With directories, each environment has its own backend config, its own variable files, and its own state. You can review a production change without worrying about accidentally picking the wrong workspace. You can apply to staging without touching production. The blast radius is obvious from the file path.
Workspaces hide this separation behind a CLI flag. I’ve seen production outages caused by terraform workspace select picking the wrong environment. Twice at different companies. Both times the engineer was experienced and careful. The tool made a catastrophic mistake easy.
Use workspaces for ephemeral environments (PR preview environments, load test clusters) where the lifecycle is short and the blast radius is low.
CI Is the Only Operator
In 2019 I said Terraform should run in CI. In 2021 I say nobody should have terraform apply credentials on their laptop. Period.
The workflow:
- Developer opens a PR with infrastructure changes
- CI runs
terraform planand posts the output as a PR comment - A reviewer reads the plan (not just the code diff – the actual plan output)
- Merge to main triggers
terraform apply - Short-lived credentials via OIDC federation. No long-lived AWS keys anywhere.
This gives you an audit trail, consistent environments, peer review of actual changes, and no “I ran apply from my laptop and I’m not sure what happened” incidents.
Policy Enforcement Is Table Stakes
In 2019, policy enforcement felt optional. In 2021, after watching too many “someone opened 0.0.0.0/0 on a production security group” incidents, it’s mandatory.
OPA with Conftest is my go-to for self-hosted setups. Terraform Cloud has Sentinel. Either works. The goal is the same: block known-bad patterns before they reach production.
Policies I enforce everywhere:
- No public ingress on security groups without explicit approval
- All resources must have required tags (team, environment, service)
- No inline IAM policies – use managed policies
- S3 buckets must have encryption and versioning enabled
- RDS instances must not be publicly accessible
These aren’t business logic. They’re guardrails that prevent the easy mistakes.
Secrets Management Got Better
State files contain sensitive data. This was true in 2019 and it’s still true in 2021. The difference is that the tooling around it improved.
Use a secrets manager (AWS Secrets Manager, HashiCorp Vault) and pass sensitive values at runtime. Mark outputs as sensitive so they don’t leak in plan output or CI logs. Never put credentials, API keys, or certificates in .tfvars files.
output "database_password" {
value = aws_db_instance.main.password
sensitive = true
}
Drift Detection Isn’t Optional
Terraform assumes it’s the only thing changing your infrastructure. It isn’t. Console clicks, auto-scaling events, AWS service updates – drift happens.

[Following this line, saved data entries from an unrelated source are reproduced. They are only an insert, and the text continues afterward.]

PR #701, opened 2022-02-03
Update Implementation Report link in SOTD

### LINKED ISSUE #699: Update discussion of Implementation Reports in SOTD
The "Status of this Document" links to just the TD implementation report but we will have multiple deliverables with multiple IRs in this round, and (probably) also one for Architecture.  This needs to be updated, I suggest to point at just the *Architecture* IR and in that report we can point at the others if we want.  Although we could also link to all of them in this section, the purpose of this section is to talk about the status of the *Architecture* document, so...

mmccool:
Resolves #699 
- Links to (new) Architecture IR (still to be created...) in SOTD
- Links to Architecture IR in header, consistent with other docs
- Says that Architecture IR describes implementations following the architecture
- Says that Architecture IR links to other IRs for building blocks
So when we do write the Arch IR, we need to remember to do the last two points.  The alternative would be to link to each of the building blocks' IRs directly from the Architecture SOTD but I think that will just clutter things up.  They are also linked from the header of each document (or should be).

***
<a href="https://pr-preview.s3.amazonaws.com/mmccool/wot-architecture/pull/701.html" title="Last updated on Feb 3, 2022, 2:31 AM UTC (4f83abb)">Preview</a> | <a href="https://pr-preview.s3.amazonaws.com/w3c/wot-architecture/701/7368123...mmccool:4f83abb.html" title="Last updated on Feb 3, 2022, 2:31 AM UTC (4f83abb)">Diff</a>

### DIFF
--- a/index.html
+++ b/index.html
@@ -18,6 +18,7 @@
       shortName: "wot-architecture11",
       copyrightStart: 2017,
       wgPublicList: "public-wot-wg",
+      implementationReportURI: "https://w3c.github.io/wot-architecture/testing/report.html",
       github: {
         repoURL: "https://github.com/w3c/wot-architecture",
         branch: "master"
--- a/index.html
+++ b/index.html
@@ -285,10 +285,11 @@
     <p>
       This document describes an abstract architecture design.
       However, there is an
-      <a href="https://w3c.github.io/wot-thing-description/testing/report.html">Implementation Report</a>
-      that describes a set of concrete implementations based on the associated <em>WoT Thing Description</em>
-      specification.
-      These are implementations following the W3C Web of Things architecture.
+      <a href="https://w3c.github.io/wot-architecture/testing/report.html">Implementation Report</a>
+      that describes a set of concrete implementations 
+      following the W3C Web of Things architecture.
+      It also references the other implementation
+      reports for the various WoT building blocks.
     </p>
   </section>
   <section id="introduction" class="informative">


mlagally:
@mmccool 
I don't think we should remove the link to the implementation report of the TD. 
In the first release we argued that an implementation report for an abstract architecture is not required and we point to the implementation report of the TD. 
Now we will also create an implementation report for the profile, which is the second REC track specification that will be validated in a test fest.
I think this assumption still holds that a dedicated implementation report for an abstract architecture is not required and we should reference the implementation reports for the TD and the profile. 
We should follow the KISS principle and reference these reports directly from the architecture document.

mmccool:
Observations:
1. We will have three normative deliverables now with IRs (Profile, Discovery, TD)
2. The wide review process expects an IR.  Last time we could point to just one other one but it will complicate the wide review process to point to three (and increase the workload of reviewers, which will slow things down).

Run terraform plan on a schedule (daily for production, weekly for staging) and alert on unexpected changes. This catches two things: manual changes that should have been codified, and resource changes that indicate a problem.
The Operational Routine
Terraform isn’t deploy-and-forget. It needs maintenance.
- Weekly: Review plan output for drift in production stacks
- Monthly: Update provider versions (pin them, but don’t let them go stale for months)
- Quarterly: Audit state access, review module usage, clean up orphaned resources
- Every PR: Review the plan output, not just the HCL diff
What I Would Tell 2019 Me
Invest in the module registry earlier. It’s the highest-leverage thing you can build for Terraform at scale. Every team that consumes a well-designed module is a team that isn’t reinventing infrastructure patterns.
Stop fighting workspaces. Just use directories. The extra files are worth the safety.
Get apply off of laptops on day one, not “when we’ve time.” The incident that happens before you migrate to CI will be more expensive than the migration itself.
Terraform scales fine. The syntax isn’t the hard part. Coordination, ownership, and safety are the hard parts. Get those right and the HCL takes care of itself.